Embedding calculus knot invariants are of finite type

TL;DR

This paper demonstrates that embedding calculus knot invariants are finite type and explores their algebraic structure, providing evidence for their universality as finite-type invariants over integers.

Contribution

It establishes that the map from knots to the embedding calculus tower is a finite type invariant and develops a compatible group structure on the tower using advanced operad techniques.

Findings

The map is a finite type-(n-1) knot invariant.

Computed the second page of the spectral sequence for primitive chord diagrams.
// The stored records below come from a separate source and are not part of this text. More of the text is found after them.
PR #815, opened 2021-01-13
Multiple multipath patches

jlebon:

### DIFF
--- a/overlay.d/05core/usr/lib/dracut/modules.d/35coreos-ignition/coreos-boot-edit.sh
+++ b/overlay.d/05core/usr/lib/dracut/modules.d/35coreos-ignition/coreos-boot-edit.sh
@@ -18,7 +18,12 @@ karg() {
 # are run in a systemd unit with MountFlags=slave so it is unmounted for us.
 bootmnt=/mnt/boot_partition
 mkdir -p ${bootmnt}
-bootdev=/dev/disk/by-label/boot
+
+bootdev=/dev/disk/by-label/dm-mpath-boot
+if [ ! -b "${bootdev}" ]; then
+    bootdev=/dev/disk/by-label/boot
+fi
+
 mount -o rw ${bootdev} ${bootmnt}
 
 # Clean up firstboot networking config files if the user copied them into the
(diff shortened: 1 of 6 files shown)


Prashanth684:
@jlebon i see a similar error with these changes when i add `rd.multipath=default` alone (without `root=`) but for the root partition:
```
[    9.847880] mount[702]: mount: /sysroot: /dev/sda4 already mounted or mount point busy.
```

should the same change in `coreos-boot-edit` be done for the root partition as well ?

jlebon:
OK, this is no longer required actually given https://github.com/openshift/os/pull/484#issuecomment-760454177. Will split out some patches from here which I think are still valuable.

@Prashanth684 Will chat with you about the failures you're seeing.

Prashanth684:
i was actually playing with multipath support on first boot and with this patch and https://github.com/openshift/os/pull/484, it actually works , but I had to make a change to the coreos-installer to persist the `rd.multipath` and `root` kargs. for testing i hacked it by putting it here: https://github.com/coreos/coreos-installer/blob/master/scripts/coreos-installer-service#L14, but that's not the right place though. 

I'm wondering even if we should get this PR checked in any case (of course not to support OCP 4.7 but for future releases) because it helps with provisioning multipath on first boot if the requirement comes in the future. I can also open a GH issue for appending the multipath kargs to the installer if necessary.

jlebon:
> I'm wondering even if we should get this PR checked in any case (of course not to support OCP 4.7 but for future releases) because it helps with provisioning multipath on first boot if the requirement comes in the future.

I think I prefer to just leave it as is for now and narrow the multipath gap further when we get kargs-via-Ignition as described [here](https://github.com/openshift/os/pull/484#issuecomment-760501588). This matches the model of root reconfiguration via Ignition (e.g. like full-disk mirroring and LUKS is done now).

Prashanth684:
> > I'm wondering even if we should get this PR checked in any case (of course not to support OCP 4.7 but for future releases) because it helps with provisioning multipath on first boot if the requirement comes in the future.
> 
> I think I prefer to just leave it as is for now and narrow the multipath gap further when we get kargs-via-Ignition as described [here](https://github.com/openshift/os/pull/484#issuecomment-760501588). This matches the model of root reconfiguration via Ignition (e.g. like full-disk mirroring and LUKS is done now).

ah..i see..ok.. thanks @jlebon !

PR #816, opened 2021-01-14
coreos-growpart: drop support for growing multipathed disks

jlebon:
The model we're moving towards is one where multipath enablement is
configured via Ignition and so only takes effect on the next boot:

https://github.com/openshift/os/pull/484#issuecomment-760454177

Therefore, we don't need to worry here about support for growing a
multipathed root partition. This simplifies a big chunk of the script.

### DIFF
--- a/overlay.d/05core/usr/lib/dracut/modules.d/40ignition-ostree/coreos-growpart
+++ b/overlay.d/05core/usr/lib/dracut/modules.d/40ignition-ostree/coreos-growpart
@@ -45,43 +45,23 @@ case "${TYPE:-}" in
     *) echo "error: Unsupported filesystem for ${path}: '${TYPE:-}'" 1>&2; exit 1 ;;
 esac
 
-if [[ "${src}" =~ "/dev/mapper" ]]; then
-    eval $(udevadm info --query property --export "${src}")
-    # get the partition, if any, and the name for the device mapper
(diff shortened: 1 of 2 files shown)


jlebon:
(Not tested, but pretty straightforward.)
Diff best viewed with whitespace ignored: https://github.com/coreos/fedora-coreos-config/pull/816/files?w=1

overlay.d/05core/usr/lib/dracut/modules.d/40ignition-ostree/coreos-growpart
```diff
@@ -45,43 +45,23 @@ case "${TYPE:-}" in
     *) echo "error: Unsupported filesystem for ${path}: '${TYPE:-}'" 1>&2; exit 1 ;;
 esac
 
-if [[ "${src}" =~ "/dev/mapper" ]]; then
```
jlebon, line 48: This path was actually already dead since https://github.com/coreos/fedora-coreos-config/commit/604f9eb1a1a7434ac0a3ec6420b4e5d849998075 (#503) because if the root partition was modified/moved, we now exit early at the top of the script.

jlebon:
This should be an easy one to review!

arithx (approved):
Makes sense to me. Sorry for a late review, somehow this got caught in a flurry of notifications and I missed it.

PR #820, opened 2021-01-18
[WIP]Test podman-3.0.1rc1

baude:
Do not merge this. It is only for a sniff test with newest podman
release.

Signed-off-by: baude <bbaude@redhat.com>

### DIFF
--- a/manifest-lock.overrides.x86_64.yaml
+++ b/manifest-lock.overrides.x86_64.yaml
@@ -19,3 +19,7 @@ packages:
   # https://bodhi.fedoraproject.org/updates/FEDORA-2021-2c1659799a
   ignition:
     evra: 2.9.0-2.git1d56dc8.fc33.x86_64
+  podman:
+    evra: 2:3.0.0-0.1.rc1.fc33.x86_64
+  podman-plugins:
+    evra: 2:3.0.0-0.1.rc1.fc33.x86_64


manifest-lock.overrides.x86_64.yaml
```diff
@@ -19,3 +19,7 @@ packages:
   # https://bodhi.fedoraproject.org/updates/FEDORA-2021-2c1659799a
   ignition:
     evra: 2.9.0-2.git1d56dc8.fc33.x86_64
+  podman:
+    evra: 3.0.0-0.1.rc1.fc33.x86_64
```
lsm5: hmm, can you try 2:3.0.0-0.1.rc1.fc33.x86_64 ?

manifest-lock.overrides.x86_64.yaml
```diff
@@ -19,3 +19,7 @@ packages:
...
+  podman-plugins:
+    evra: 3.0.0-0.1.rc1.fc33.x86_64
```
lsm5: same as above ^

lsm5:
@baude btw, if it matters, the commit message might need to be changed, the version should be v3.0.0-rc1 not 3.0.1rc1. Or 3.0.0-0.1.rc1 if we're talking rpm version.

PR #822, opened 2021-01-20
40ignition-ostree: make transposefs-related errors hard

jlebon:
Noticed that `ignition-ostree-transposefs-save.service` didn't break the
boot immediately after an error while debugging logs with @mike-nguyen.
Let's cargo-cult the `OnFailure` bits into those services too.

I think we may still be suffering from
https://github.com/systemd/systemd/issues/14142 in RHEL systemd.


mike-nguyen (approved):
LGTM

cgwalters (approved):
/lgtm

PR #823, opened 2021-01-24
overlay: Disable systemd-firstboot even if installed

cgwalters:
I'm trying to hack on systemd using `cosa build-fast`, which
doesn't run through the `remove-from-packages` path which we
use to disable systemd-firstboot.

Let's also add this cheap mechanism to disable it even if it's
installed.


overlay.d/05core/usr/lib/systemd/system/systemd-firstboot.service.d/fcos-disable.conf
```diff
@@ -0,0 +1,3 @@
+# Disable systemd-firstboot becuase it conflicts with Ignition.
```
jlebon:
```suggestion
# Disable systemd-firstboot because it conflicts with Ignition.
```

Also maybe let's cross-reference this file and the `remove-from-packages` bits with each other?

travier (approved):

jlebon (approved):

PR #830, opened 2021-01-28
manifest: Enable cliwrap

### LINKED ISSUE #730: Discuss enabling rpm-ostree cliwrap
This is a pointer issue for https://github.com/coreos/fedora-coreos-config/pull/830 to raise visibility.  That PR proposes to replace the `dracut`, `grubby`, and `rpm` commands with wrappers that don't allow modifying the system.

I'm locking this issue; please discuss in the above-linked PR.

cgwalters:
This functionality has been around for quite a while in rpm-ostree
but I'm not aware of anyone using it.  I'd like to turn it
on here so we can gain the benefits, which right now are
better protection against non-ostree-aware commands run as
root (`rpm` and `dracut` namely).

A bit more in https://github.com/coreos/rpm-ostree/pull/1789

Closes https://github.com/coreos/fedora-coreos-tracker/issues/730.

### DIFF
--- a/manifests/fedora-coreos-base.yaml
+++ b/manifests/fedora-coreos-base.yaml
@@ -43,6 +43,9 @@ default-target: multi-user.target
 # we can drop this when it's the rpm-ostree default
 rpmdb: sqlite
 
+# See the treefile docs
+cliwrap: true
+
 # ⚠⚠⚠ ONLY TEMPORARY HACKS ALLOWED HERE; ALL ENTRIES NEED TRACKER LINKS ⚠⚠⚠
 # See also the version of this in fedora-coreos.yaml
 postprocess:
--- a/tests/kola/misc-ro
+++ b/tests/kola/misc-ro
@@ -123,6 +123,12 @@ if [ ! -f /usr/share/rpm/rpmdb.sqlite ]; then
 fi
 ok rpmdb is sqlite
 
+if dracut 2>err.txt; then
+    fatal "ran dracut"
+    grep -q 'rpm-ostree initramfs' err.txt
+fi
+echo "ok rpm-ostree cliwrap"
+
 # make sure we don't default to having swap on zram
 # https://github.com/coreos/fedora-coreos-tracker/issues/509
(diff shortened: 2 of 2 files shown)


jlebon:
This probably deserves higher visibility. Let's discuss it in Wednesday's community meeting.

bgilbert:
Filed meeting ticket at https://github.com/coreos/fedora-coreos-tracker/issues/730.

jlebon:
This was discussed in [the community meeting](https://meetbot.fedoraproject.org/teams/fedora_coreos_meeting/fedora_coreos_meeting.2021-02-17-16.30.html):

> AGREED: We will turn on cliwrap in the FCOS `next` stream to gain feedback. We will document it, and send an email to coreos-status. We will file an f35 Change before turning it on on all streams (as well as possibly other rpm-ostree variants like FSB and IoT).

cgwalters:
OK rebased :surfer: on next-devel per discussion.

jlebon:
So because of [how the branches are setup](https://github.com/coreos/fedora-coreos-config#about-this-repo), to only turn this on for `next-devel` and `next` requires is a bit awkward. Basically something like this:
- PR to `next-devel` to turn on `cliwrap: true` in `manifest.yaml`.
- PR to `next` to turn on `cliwrap: true` in `manifest.yaml`.
- PR to `testing-devel` for the test, which would be conditional on the stream being `next*`.

cgwalters:
Ahh right OK.   And we should e.g. `rpm-ostree status -b | grep -q next-devel` in the test to find the stream?  I'll look at this soon I hope.

jlebon:
> Ahh right OK. And we should e.g. `rpm-ostree status -b | grep -q next-devel` in the test to find the stream? I'll look at this soon I hope.

Yeah, exactly (maybe just `next` instead of `next-devel` for extra greppiness).

cgwalters:
OK I thought about this more, and I think a better way to go about getting small-scale real world testing for cliwrap is to make it easier to enable client side.  We can circle back to enabling it by default later.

Provided evidence that the tower is a universal finite-type invariant over integers.

Abstract

We show that the map on components from the space of classical long knots to the n-th stage of its Goodwillie-Weiss embedding calculus tower is a map of monoids whose target is an abelian group and which is invariant under clasper surgery. We deduce that this map on components is a finite type-(n-1) knot invariant. We also compute the second page in total degree zero for the spectral sequence converging to the components of this tower as Z-modules of primitive chord diagrams, providing evidence for the conjecture that the tower is a universal finite-type invariant over the integers. Key to these results is the development of a group structure on the tower compatible with connect-sum of knots, which in contrast with the corresponding results for the (weaker) homology tower requires novel techniques involving operad actions, evaluation maps, and cosimplicial and subcubical diagrams.